Python for Data Analysis: Data Wrangling with pandas, NumPy, and Jupyter

 Python for Data Analysis: Data Wrangling with pandas, NumPy, and Jupyter

Python for Data Analysis: Data Wrangling with pandas, NumPy, and Jupyter

"Python for Data Analysis: Data Wrangling with pandas, NumPy, and Jupyter" is a book that teaches the reader how to use the Python programming language and its associated libraries, such as pandas, NumPy, and Jupyter, for data analysis and manipulation.
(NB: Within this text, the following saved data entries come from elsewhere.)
PR #409, opened 2026-07-03
Update QOS version to v2026.6.11

prasanna-anchorage:


shahan-khatchadourian-anchorage:
Closing as a duplicate of #408, which does the same QoS version bump to v2026.6.11 but also fills in the resolved qos commit (`3e4d73c4d2b9bb270c457bf7eae2e76a7f420998`) and CI run link in the marker/docs instead of leaving them as `<commit TODO>`.

PR #411, opened 2026-07-05
fix(scripts): extract-nitro-pcrs.sh buildx OCI export + --expected-kernel-hash

prasanna-anchorage:
## Summary
- Fix `scripts/extract-nitro-pcrs.sh` failing on hosts whose default `docker` buildx driver can't produce qos's `--output type=oci` build ("OCI exporter is not supported for the docker driver"). The script now provisions a scoped `docker-container` driver builder (`qos-oci-builder`) on demand and points the build at it via `BUILDX_BUILDER`, without touching the host's default builder or `daemon.json`.
- Add `--expected-kernel-hash <hex>` to assert the reproduced PCR0 and PCR1 both equal a given value (e.g. pulled from a live attestation), so this can be used to verify a deployment by rebuilding locally instead of eyeballing hex diffs. Exits non-zero on mismatch.

## Context
Related to PR #408, which bumps the `# qos-deployment-rev` marker for the `v2026.6.11` QoS release. That PR's chosen rev doesn't reproduce Turnkey's attested PCR0/PCR1 (verified independently) — this tool is what's needed to audit candidate revs against a real attestation value going forward.

## Test plan
- [x] `bash -n scripts/extract-nitro-pcrs.sh`
- [x] Ran the script end-to-end locally; confirmed it hits the buildx OCI-export error without the fix and builds successfully with it (rev `d866f2c6cbc58cc08c24eab4828f0824ad16a226`, PCR0/1 `d787eb65...22253ab`, matching the value documented in the original PR #300 commit message)
- [x] Unit-verified `check_expected_kernel_hash` against a sample `.pcrs` file: exits 0 on match, exits 1 with a clear mismatch message on mismatch

### DIFF
--- a/scripts/extract-nitro-pcrs.sh
+++ b/scripts/extract-nitro-pcrs.sh
@@ -14,6 +14,7 @@ SKOPEO_IMAGE="quay.io/skopeo/stable@sha256:4d60d6c00b62b463d0a99a7aeedc49358a32c
 QOS_REMOTE="https://github.com/tkhq/qos.git"
 QOS_DIR=""
 REV=""
+EXPECTED_KERNEL_HASH=""
 
 QOS_DIR_AUTO=0
 STAGE_DIR=""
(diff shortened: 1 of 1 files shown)


shahan-khatchadourian-anchorage (approved):
Validated manually succesfully against the git rev provided in #408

The book covers topics such as how to work with pandas data structures, how to use pandas for data wrangling, how to use NumPy for numerical computation, and how to use Jupyter for interactive data visualization. The book also provides practical examples and exercises to help the reader gain hands-on experience with these tools. Overall, the book aims to provide a comprehensive introduction to using Python for data analysis and manipulation.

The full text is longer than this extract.